The last piece of functionality is invoked when the user moves her mouse over an external link. The event handler in the search page calls SB_SetPreviewFrame(), and this either sets the location of the frame to the external link, if it hasn’t been loaded by the status checking yet, or if the contents have been stored, writes them into the frame.

This step is the one most vulnerable to abuse, since I’m writing external HTML into a frame with my domain’s privileges. To protect against malice, t’he SB_RemoveScripts() goes through the contents before they’re added, and removes any scripts, using a regex based blacklist.

Script blocking updated

Stop
I’ve checked in some changes to the SearchMash JavaScript, intended to entirely remove any script content from displayed pages. Previously I was just removing &lt script&gt tags, now I look for javascript: urls, eval calls and events (onload, etc). I’ve also added some ‘canonicalization’ (there should be a better word for that) steps to try and avoid some of the common workarounds for regex blocking, like inserting newlines or spaces.

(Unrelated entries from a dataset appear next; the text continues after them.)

PR #1903, opened 2024-05-01
Allowed to init GOConfig without loading defaults

rousseldenis:
As default paths loading is relying on wxApp to be loaded, it does not allow to load a GOConfig object to load a controller without loading the wx App. This is useful for tests but also decouple GO from wx.

This avoids those logs: 

image

### DIFF
--- a/src/grandorgue/config/GOConfig.cpp
+++ b/src/grandorgue/config/GOConfig.cpp
@@ -217,31 +217,7 @@ GOConfig::GOConfig(wxString instance)
     CheckForUpdatesAtStartup(
       this, wxT("General"), wxT("CheckForUpdatesAtStartup"), true),
     m_MidiIn(MIDI_IN),
-    m_MidiOut(MIDI_OUT) {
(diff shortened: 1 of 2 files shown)


src/grandorgue/config/GOConfig.h
```diff
@@ -167,6 +167,7 @@ class GOConfig : public GOSettingStore, public GOOrganList {
   GODialogSizeSet m_DialogSizes;
 
   void Load();
+  void LoadDefaults();
```
oleg68, line 170: Please move it to the private part

src/grandorgue/config/GOConfig.cpp
```diff
@@ -286,6 +262,9 @@ void save_ports_config(
 }
 
 void GOConfig::Load() {
+  if (!m_ConfigFileName) {
```
oleg68, line 265: This checking is not clear.

Do you mean ``if (m_ConfigFileName.IsEmpty())``?

rousseldenis:
This one is ready

oleg68 (approved):

larspalo (approved):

I also changed over the way I work out if a link in a results page is a search link (and so should open in the left frame). This change should restrict the pages that get opened as search results to those on the google domain, previously it would have been possible for someone to set up a http://www.notgoogle.com domain and I’d open it there.

For both of these changes, I switched over to using regular expressions, since that’s a lot easier to understand than my previous logic.

I feel a bit better about the security of running external html in my domain now, I might try and get back to some feature work after this.

Now, I think I need to spend my remaining weekend with a margarita and a hot tub, and prepare for my real job tomorrow.